What you are asked to do: Select all lines in the records that include "docs".

___ Data records ___

PR #675, opened 2023-06-28
$batch

myarmolinsky:
MVP: $batch

Connects-to: https://github.com/balena-io/balena-api/pull/4501
Post-MVP: `atomicityGroup`, `if`, `dependsOn`, relative path `url`s, referencing with `$`, `nextLink`, `multipart` (see: https://docs.oasis-open.org/odata/odata/v4.01/odata-v4.01-part1-protocol.html#sec_MultipartBatchFormat), `respond-async`
Change-type: major

See: https://balena.zulipchat.com/#narrow/stream/345746-aspect.2Fproduct/topic/Prompt.20When.20Restarting.20Containers


src/sbvr-api/sbvr-utils.ts
```diff
@@ -1094,7 +1097,7 @@ const $getAffectedIds = async ({
 	tx,
 }: HookArgs & {
 	tx: Db.Tx;
-}): Promise<number[]> => {
```
Page-, line 1097: Why did you change this?

src/sbvr-api/sbvr-utils.ts
```diff
@@ -1158,6 +1162,84 @@ const runODataRequest = (req: Express.Request, vocabulary: string) => {
 		api[vocabulary].logger.log('Parsing', req.method, req.url);
 	}
 
+	if (req.url === `/${vocabulary}/$batch`) {
+		const { requests } = req.body as { requests: uriParser.UnparsedRequest[] };
```
Page-, line 1166: Can you separate the contents of this `if` into a separate function, eg `parseBatch`

src/sbvr-api/sbvr-utils.ts
```diff
@@ -1205,17 +1287,22 @@ const runODataRequest = (req: Express.Request, vocabulary: string) => {
 			await runHooks('PREPARSE', reqHooks, { req, tx: req.tx });
 			let requests: uriParser.UnparsedRequest[];
 			// Check if it is a single request or a batch
-			if (req.batch != null && req.batch.length > 0) {
-				requests = req.batch;
+			if (req.url === `/${vocabulary}/$batch`) {
+				requests = req.batch!;
```
Page-, line 1291: I expect `req.batch` can be removed entirely now that the batch is just json in `req.body`

src/sbvr-api/sbvr-utils.ts
```diff
@@ -1205,17 +1287,22 @@ const runODataRequest = (req: Express.Request, vocabulary: string) => {
...
 
 			const prepareRequest = async (
 				parsedRequest: uriParser.ParsedODataRequest &
 					Partial<Pick<uriParser.ODataRequest, 'engine' | 'translateVersions'>>,
 			): Promise<uriParser.ODataRequest> => {
+				if (models[parsedRequest.vocabulary] == null) {
+					throw new BadRequestError(
+						'Unknown vocabulary: ' + parsedRequest.vocabulary,
+					);
+				}
```
Page-, line 1305: I think this can be merged in a separate PR to shrink this one a bit

src/sbvr-api/sbvr-utils.ts
```diff
@@ -1352,15 +1442,15 @@ export const handleODataRequest: Express.Handler = async (req, res, next) => {
 
 			// Otherwise its a multipart request and we reply with the appropriate multipart response
 		} else {
-			(res.status(200) as any).sendMulti(
-				responses.map((response) => {
+			res.status(200).json({
+				responses: responses.map((response) => {
 					if (response instanceof HttpError) {
-						response = httpErrorToResponse(response);
+						return httpErrorToResponse(response);
```
Page-, line 1448: This can be merged in a separate PR

src/sbvr-api/uri-parser.ts
```diff
@@ -60,8 +64,8 @@ export interface ODataRequest extends ParsedODataRequest {
 	modifiedFields?: ReturnType<
 		AbstractSQLCompiler.EngineInstance['getModifiedFields']
 	>;
-	affectedIds?: number[];
-	pendingAffectedIds?: Promise<number[]>;
+	affectedIds?: string[];
+	pendingAffectedIds?: Promise<string[]>;
```
Page-, line 68: Why did you change these? Technically they could be strings but by default they'll always be numbers (you have to do some sbvr magic to get pinejs to use non-number id fields)

src/sbvr-api/uri-parser.ts
```diff
@@ -263,15 +267,27 @@ export const metadataEndpoints = ['$metadata', '$serviceroot'];
...
 ): Promise<ParsedODataRequest[]>;
 export async function parseOData(
 	b: UnparsedRequest,
+	headers?: {
+		[key: string]: string | string[] | undefined;
+	},
 ): Promise<ParsedODataRequest | ParsedODataRequest[]>;
 export async function parseOData(
 	b: UnparsedRequest,
+	headers?: {
```
Page-, line 288: It might be worth naming this as `defaultHeaders` to be a bit clearer what it does

src/sbvr-api/uri-parser.ts
```diff
@@ -292,12 +308,14 @@ export async function parseOData(
 			const odata = memoizedParseOdata(url);
 
 			return {
+				id: b.id,
+				headers: { ...headers, ...b.headers } ?? headers,
```
Page-, line 312: Can the `?? headers` ever take effect?
```suggestion
				headers: { ...headers, ...b.headers },
```

src/sbvr-api/sbvr-utils.ts
myarmolinsky: According to the odata spec, id should be a string, not a number. See: https://docs.oasis-open.org/odata/odata-json-format/v4.01/odata-json-format-v4.01.html#_Toc38457781:~:text=The%20value%20of%20id%20is%20a%20string%20containing%20the%20request%20identifier%20of%20the%20individual%20request

That is why I changed the typing for anything related to `id`s from `number` to `string`. Aside from just being a specified typing from the spec, it also enables us to use ids such as `"device"` to identify i.e. a device request and then refer to it in a subsequent request such as via `dependsOn: ["device"]`.

This is also the explanation for the following comment: https://github.com/balena-io/pinejs/pull/675/files/b5f6e0e7b5428c2642790f78c748a70d68998ea9#r1265570856

src/sbvr-api/uri-parser.ts
myarmolinsky: See: https://github.com/balena-io/pinejs/pull/675/files/b5f6e0e7b5428c2642790f78c748a70d68998ea9#r1266631186

src/sbvr-api/sbvr-utils.ts
myarmolinsky: Pushed in this commit: https://github.com/balena-io/pinejs/pull/675/commits/e01ace83e102b68fc0bef5911821a01ef8965122

Is this what you had in mind?

src/sbvr-api/sbvr-utils.ts
myarmolinsky: I assume you mean as a PR preceding this one? See: https://github.com/balena-io/pinejs/pull/678

src/sbvr-api/sbvr-utils.ts
myarmolinsky: See: https://github.com/balena-io/pinejs/pull/679

src/sbvr-api/uri-parser.ts
```diff
@@ -29,15 +29,19 @@ import * as sbvrUtils from './sbvr-utils';
 export type OdataBinds = ODataBinds;
 
 export interface UnparsedRequest {
+	id?: string;
```
fisehara, line 32: I think this needs to become a `requestId` to identify the request from a batch body

src/sbvr-api/uri-parser.ts
```diff
@@ -47,7 +51,7 @@ export interface ParsedODataRequest {
 	odataQuery: ODataQuery;
 	odataBinds: OdataBinds;
 	custom: AnyObject;
-	id?: number | undefined;
+	id?: string | undefined;
```
fisehara, line 54:
```suggestion
	id?: number | undefined;
    requestId?: string
```

src/sbvr-api/uri-parser.ts
```diff
@@ -292,12 +308,14 @@ export async function parseOData(
 			const odata = memoizedParseOdata(url);
 
 			return {
+				id: b.id,
```
fisehara, line 311:
```suggestion
				requestId: b.id,
```

src/sbvr-api/sbvr-utils.ts
```diff
@@ -1108,6 +1111,7 @@ const $getAffectedIds = async ({
 	const parsedRequest: uriParser.ParsedODataRequest &
 		Partial<Pick<uriParser.ODataRequest, 'engine' | 'translateVersions'>> =
 		await uriParser.parseOData({
+			id: request.id,
```
fisehara, line 1114:
```suggestion
			requestId: request.id,
```

src/sbvr-api/sbvr-utils.ts
```diff
@@ -1357,15 +1469,15 @@ export const handleODataRequest: Express.Handler = async (req, res, next) => {
 
 			// Otherwise its a multipart request and we reply with the appropriate multipart response
 		} else {
-			(res.status(200) as any).sendMulti(
-				responses.map((response) => {
+			res.status(200).json({
+				responses: responses.map((response) => {
 					if (response instanceof HttpError) {
```
fisehara, line 1474:
```suggestion
				responses: responses.map((response) => {
                    if (response.requestId) {
                        response.id = response.requestId;
                        delete response.requestId;
                    }
					if (response instanceof HttpError) {
```

fisehara (commented):
I would change statusCode and body as it's adding a little noise to this PR but it's fine.
The requestId for a $batch request are a different Id then the pineJs entity IDs.

src/sbvr-api/sbvr-utils.ts
myarmolinsky: @fisehara So even though the spec specifies that the property is called `id`, I need to name it something else (i.e. `requestId`) in pinejs?

src/sbvr-api/uri-parser.ts
```diff
@@ -29,15 +29,19 @@ import * as sbvrUtils from './sbvr-utils';
...
+	body?: any;
 	headers?: { [header: string]: string };
 	changeSet?: UnparsedRequest[];
 	_isChangeSet?: boolean;
 }
 
 export interface ParsedODataRequest {
+	headers?: {
+		[key: string]: string | string[] | undefined;
+	};
```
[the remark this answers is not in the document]
myarmolinsky: It's the `IncomingHttpHeaders` type from `http`, I'll use that as the typing for all these `headers`

src/sbvr-api/uri-parser.ts
```diff
@@ -263,15 +267,27 @@ export const metadataEndpoints = ['$metadata', '$serviceroot'];
 
 export async function parseOData(
 	b: UnparsedRequest & { _isChangeSet?: false },
+	headers?: {
+		[key: string]: string | string[] | undefined;
```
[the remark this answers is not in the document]
myarmolinsky: Changed it to use `IncomingHttpHeaders` from `http`

src/sbvr-api/uri-parser.ts
```diff
@@ -263,15 +267,27 @@ export const metadataEndpoints = ['$metadata', '$serviceroot'];
...
+	},
 ): Promise<ParsedODataRequest>;
 export async function parseOData(
 	b: UnparsedRequest & { _isChangeSet: true },
+	headers?: {
+		[key: string]: string | string[] | undefined;
```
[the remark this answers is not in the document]
myarmolinsky: Changed it to use `IncomingHttpHeaders` from `http`

src/sbvr-api/uri-parser.ts
```diff
@@ -263,15 +267,27 @@ export const metadataEndpoints = ['$metadata', '$serviceroot'];
...
+	},
 ): Promise<ParsedODataRequest[]>;
 export async function parseOData(
 	b: UnparsedRequest,
+	headers?: {
+		[key: string]: string | string[] | undefined;
```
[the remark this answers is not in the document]
myarmolinsky: Changed it to use `IncomingHttpHeaders` from `http`

src/sbvr-api/uri-parser.ts
```diff
@@ -263,15 +267,27 @@ export const metadataEndpoints = ['$metadata', '$serviceroot'];
...
+	},
 ): Promise<ParsedODataRequest | ParsedODataRequest[]>;
 export async function parseOData(
 	b: UnparsedRequest,
+	batchHeaders?: {
+		[key: string]: string | string[] | undefined;
```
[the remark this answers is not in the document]
myarmolinsky: Changed it to use `IncomingHttpHeaders` from `http`

test/06-batch.test.ts
```diff
@@ -0,0 +1,537 @@
...
+							id: '1',
+							method: 'POST',
+							url: '/university/student',
+							body: {
+								matrix_number: 100004,
+								name: faker.name.firstName(),
+								last_name: faker.name.lastName(),
+								studies_at__campus: 'bar',
+							},
+						},
```
fisehara, line 481: For readability it could be a defined validBatchPostRequest object, as it's 5 times the same.


```suggestion
						validBatchPostRequest
```

test/06-batch.test.ts
```diff
@@ -0,0 +1,537 @@
...
+
+	after(async () => {
+		testDeInit(pineServer);
+	});
+
+	describe('Basic', () => {
+		it('check /ping route is OK', async () => {
+			await supertest(testLocalServer).get('/ping').expect(200, 'OK');
+		});
+	});
```
fisehara, line 31: Not needed, as this basic test is covered in other units
```suggestion
```

test/06-batch.test.ts
```diff
@@ -0,0 +1,537 @@
...
+			await supertest(testLocalServer)
+				.post('/university/$batch')
+				.send({ requests: 'test' })
+				.expect(
+					400,
+					'"Batch requests must include an array of requests in the body via the \\"requests\\" property"',
+				);
+		});
+
+		// TODO: Seems we have default `continue-on-error` = `false`, but the docs specify `true`. Do we want to continue like this?
```
fisehara, line 118: I think, as long as request cannot depend on each other, pine can execute all request in parallel. If one fails, pine just return back one failed request and other successful ones.

I don't see an implementation of dependsOn, so request are all independent and it's more a request bundling and not a chained execution of requests.
https://docs.oasis-open.org/odata/odata-json-format/v4.01/odata-json-format-v4.01.html#sec_BatchRequest

test/06-batch.test.ts
```diff
@@ -0,0 +1,537 @@
...
+						},
+					],
+				})
+				.expect(
+					400,
+					'"Authorization may only be passed to the main batch request"',
+				);
+		});
+	});
+});
```
fisehara, line 537: I'm missing test cases for:

- request id request matches with returned response and Id. eg: mutliple gets for different resources, matching returned resources
- Expectation of two concurrent requests like 2 POST request sending the same matrix_number?
- At least some tests for $filter, $expand, ... Potentially a map of test parameters executed as test cases using the same structure [{testSet1}, {testSet2}, ...].foreach(it( run the test))

test/fixtures/06-batch/config.ts
```diff
@@ -0,0 +1,42 @@
...
+import { v1AbstractSqlModel, v1Translations } from './translations/v1';
+
+export const abstractSql = getAbstractSqlModelFromFile(modelFile);
+
+abstractSql.tables['student'].fields.push({
+	fieldName: 'computed field',
+	dataType: 'Text',
+	required: false,
+	computed: ['EmbeddedText', 'latest_computed_field'] as AbstractSqlQuery,
+});
```
fisehara, line 18: Do you need the computed field for the batch tests?

test/fixtures/06-batch/translations/v1/index.ts
```diff
@@ -0,0 +1,24 @@
...
+export const v1AbstractSqlModel = getAbstractSqlModelFromFile(
+	__dirname + '/university.sbvr',
+);
+
+v1AbstractSqlModel.tables['student'].fields.push({
+	fieldName: 'computed field',
+	dataType: 'Text',
+	required: false,
+	computed: ['EmbeddedText', 'v1_computed_field'] as AbstractSqlQuery,
+});
```
fisehara, line 16: Do you need this computed field for the batch tests?

src/sbvr-api/sbvr-utils.ts
```diff
@@ -133,7 +135,8 @@ export interface ApiKey extends Actor {
 }
 
 export interface Response {
-	statusCode: number;
+	id?: string;
+	status: number;
```
fisehara, line 139: I still think this is uneccesary noise. 
We can continue with the statusCode for now. It's an exported interface and we don't know the implications of changing it here. Very likely open-balena-api or balena-api may import the interface and may fail on it. 

It's not neccesary to rename the property to implement batch processing, no?

src/sbvr-api/sbvr-utils.ts
```diff
@@ -1567,22 +1682,29 @@ const prepareResponse = async (
...
+			response = await respondDelete(req, request, result, tx);
+			break;
 		case 'OPTIONS':
-			return await respondOptions(req, request, result, tx);
+			response = await respondOptions(req, request, result, tx);
+			break;
 		default:
 			throw new MethodNotAllowedError();
 	}
+	return { ...response, id: request.batchRequestId };
```
fisehara, line 1707: As we don't want to return the id: as undefined when we are in the single request processing, it should better not return the id key at all. 
```suggestion
	return { ...response, id: request.batchRequestId ?? null }; // or
    return { ...response, ... ( request.batchRequestId ? {id: request.batchRequestId} :  null) }; or
    
    // Potentially the preferd one, as it's not needing the `...` object expand operator that could be heavy depending on the return object size.
    if (request.batchRequestId != null ) {
        response['id'] = request.batchRequestId
    }
    return response;
```

src/sbvr-api/sbvr-utils.ts
fisehara: It's your decision to evaluate the impact of the change, it makes sense, but maybe not now.

src/sbvr-api/sbvr-utils.ts
```diff
@@ -1153,11 +1157,101 @@ const $getAffectedIds = async ({
...
+
+	const urls = new Set<string | undefined>(
+		requests.map((request) => request.url),
+	);
+	if (urls.has(undefined)) {
+		throw new BadRequestError('Requests of a batch request must have a "url"');
+	}
+	if (urls.has('/university/$batch')) {
+		throw new BadRequestError('Batch requests cannot contain batch requests');
+	}
```
fisehara, line 1235: Debugging or should it be? :
```suggestion
	if (urls.has('$batch')) {
		throw new BadRequestError('Batch requests cannot contain batch requests');
	}
```

src/sbvr-api/sbvr-utils.ts
```diff
@@ -1205,11 +1299,20 @@ const runODataRequest = (req: Express.Request, vocabulary: string) => {
...
+				await Promise.all(
+					req.body.requests.map(
+						async (request: HookReq) =>
+							await runHooks('PREPARSE', reqHooks, {
+								req: request,
+								tx: req.tx,
+							}),
+					),
+				);
+				requests = req.body.requests;
```
fisehara, line 1312: This will execute all requests in one database transaction. Is this desired or should every request run in it's own database transaction?
The background is, if a database transaction fails the qhole transaction is rolled back, thus all batch requests will be rolled back.

@Page- What do you think, should every request in a batch run in its own db tx?

fisehara (commented):
Potentially there needs more test coverage to test the correctnes of delivered data back and forth when using batch requests.

Is there any limit on allowed batch requests in one batch?

src/sbvr-api/sbvr-utils.ts
```diff
@@ -1273,7 +1376,13 @@ const runODataRequest = (req: Express.Request, vocabulary: string) => {
 
 			// Parse the OData requests
 			const results = await mappingFn(requests, async (requestPart) => {
-				const parsedRequest = await uriParser.parseOData(requestPart);
+				const parsedRequest = await uriParser.parseOData(
```
fisehara, line 1379: If the requests are independent, should they be executed in parallel on the DB or should pinejs limit the requests to be executed sequencially to do some kind of rate limiting?

src/sbvr-api/sbvr-utils.ts
myarmolinsky: Don't remember but I suspect it's neither, just a mistake 🤦

src/sbvr-api/sbvr-utils.ts
myarmolinsky: Yes, that is part of the point/idea of implementing $batch @fisehara , to run all requests in a batch on one transaction. Part of the following roadmap item: https://roadmap.balena.io/posts/19/allow-changes-to-variables-to-be-batched-and-submitted-all-at-once

src/sbvr-api/sbvr-utils.ts
myarmolinsky: Requests should be executed sequentially. If a request along the way fails, the batch request should fail. However, there will be no rollback if the requests are not atomic
> should pinejs limit the requests to be executed sequencially to do some kind of rate limiting?

I don't know enough about pine and the API to answer this well, your opinion given what I stated above would be better

test/06-batch.test.ts
myarmolinsky: - The 'successful request should have `responses` in its body' test sort of tests for the first bullet but I'll add a separate tests for multiple requests
- The requests should be sequential, so this shouldn't need testing, right?
- What exactly would this be for? This feature should not change how those work. Tests for $filter, $expand, etc. should live in their own test suite, no?

src/sbvr-api/uri-parser.ts
```diff
@@ -29,15 +29,19 @@ import * as sbvrUtils from './sbvr-utils';
 export type OdataBinds = ODataBinds;
 
 export interface UnparsedRequest {
+	id?: string;
 	method: string;
 	url: string;
-	data?: any;
+	body?: any;
```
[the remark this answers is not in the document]
Page-: This predates the odata json $batch but now that it exists I think it makes sense to match that format for our internal data structure as it should simplify a whole bunch of things

src/sbvr-api/sbvr-utils.ts
```diff
@@ -1192,11 +1196,103 @@ export const getModel = (vocabulary: string) => {
...
+		);
+	}
+};
+
 const runODataRequest = (req: Express.Request, vocabulary: string) => {
 	if (env.DEBUG) {
 		api[vocabulary].logger.log('Parsing', req.method, req.url);
 	}
 
+	if (req.url.startsWith(`/${vocabulary}/$batch`)) {
```
Page-, line 1292: I think it'd be good to store this check somewhere as I've seen equivalent `.startsWith` checks in a few places

src/sbvr-api/sbvr-utils.ts
```diff
@@ -1192,11 +1196,103 @@ export const getModel = (vocabulary: string) => {
...
+			throw new BadRequestError(
+				'GET and DELETE requests of a batch request must not have a body',
+			);
+		}
+	}
+
+	const urls = new Set<string | undefined>(
+		requests.map((request) => request.url),
+	);
+	if (urls.has(undefined)) {
```
Page-, line 1269: Should this also check for `null`?

src/sbvr-api/sbvr-utils.ts
```diff
@@ -1192,11 +1196,103 @@ export const getModel = (vocabulary: string) => {
...
+		throw new BadRequestError('Requests of a batch request must have a "url"');
+	}
+	const containsBatch =
+		Array.from(urls).filter((url) => !!url?.includes('/$batch')).length > 0;
+	if (containsBatch) {
+		throw new BadRequestError('Batch requests cannot contain batch requests');
+	}
+	const urlModels = new Set(
+		Array.from(urls.values()).map((url: string) => url.split('/')[1]),
```
Page-, line 1278: You can limit the splitting to stop on the first match:
```suggestion
		Array.from(urls.values()).map((url: string) => url.split('/', 1)[1]),
```

src/sbvr-api/sbvr-utils.ts
```diff
@@ -1192,11 +1196,103 @@ export const getModel = (vocabulary: string) => {
...
+	}
+
+	const urls = new Set<string | undefined>(
+		requests.map((request) => request.url),
+	);
+	if (urls.has(undefined)) {
+		throw new BadRequestError('Requests of a batch request must have a "url"');
+	}
+	const containsBatch =
+		Array.from(urls).filter((url) => !!url?.includes('/$batch')).length > 0;
```
Page-, line 1273:
```suggestion
		Array.from(urls).some((url) => !!url?.includes('/$batch'));
```

src/sbvr-api/sbvr-utils.ts
```diff
@@ -1192,11 +1196,103 @@ export const getModel = (vocabulary: string) => {
...
+		throw new BadRequestError(
+			'All requests in a batch request must have unique string ids',
+		);
+	}
+
+	for (const request of requests) {
+		if (
+			request.headers != null &&
+			request.headers['content-type'] == null &&
+			(req.headers == null || req.headers['content-type'] == null)
```
Page-, line 1237:
```suggestion
			req.headers?.['content-type'] == null
```

src/sbvr-api/sbvr-utils.ts
```diff
@@ -1192,11 +1196,103 @@ export const getModel = (vocabulary: string) => {
...
+		) != null
+	) {
+		throw new BadRequestError(
+			'Authorization may only be passed to the main batch request',
+		);
+	}
+	const ids = new Set<string>(
+		requests
+			.map((request) => request.id)
+			.filter((id) => typeof id === 'string') as string[],
```
Page-, line 1225:
```suggestion
			.filter((id): id is string => typeof id === 'string'),
```

src/sbvr-api/sbvr-utils.ts
```diff
@@ -1192,11 +1196,103 @@ export const getModel = (vocabulary: string) => {
...
+			(request) =>
+				request.headers?.authorization != null ||
+				request.url?.includes('apikey='),
+		) != null
+	) {
+		throw new BadRequestError(
+			'Authorization may only be passed to the main batch request',
+		);
+	}
+	const ids = new Set<string>(
```
Page-, line 1222: The `string` should be inferred if a `string[]` is passed in?
```suggestion
	const ids = new Set(
```

src/sbvr-api/sbvr-utils.ts
```diff
@@ -1192,11 +1196,103 @@ export const getModel = (vocabulary: string) => {
...
+	if (req.headers != null && req.headers['content-type'] == null) {
+		throw new BadRequestError(
+			'Headers in a batch request must include a "content-type" header if they are provided',
+		);
+	}
+	if (
+		requests.find(
+			(request) =>
+				request.headers?.authorization != null ||
+				request.url?.includes('apikey='),
```
Page-, line 1215: Technically params for authentication can be customized so this isn't perfect - I'm not sure if it's something we can account for but worth being aware of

___

Output for this exercise:
Post-MVP: `atomicityGroup`, `if`, `dependsOn`, relative path `url`s, referencing with `$`, `nextLink`, `multipart` (see: https://docs.oasis-open.org/odata/odata/v4.01/odata-v4.01-part1-protocol.html#sec_MultipartBatchFormat), `respond-async`
myarmolinsky: According to the odata spec, id should be a string, not a number. See: https://docs.oasis-open.org/odata/odata-json-format/v4.01/odata-json-format-v4.01.html#_Toc38457781:~:text=The%20value%20of%20id%20is%20a%20string%20containing%20the%20request%20identifier%20of%20the%20individual%20request
+		// TODO: Seems we have default `continue-on-error` = `false`, but the docs specify `true`. Do we want to continue like this?
https://docs.oasis-open.org/odata/odata-json-format/v4.01/odata-json-format-v4.01.html#sec_BatchRequest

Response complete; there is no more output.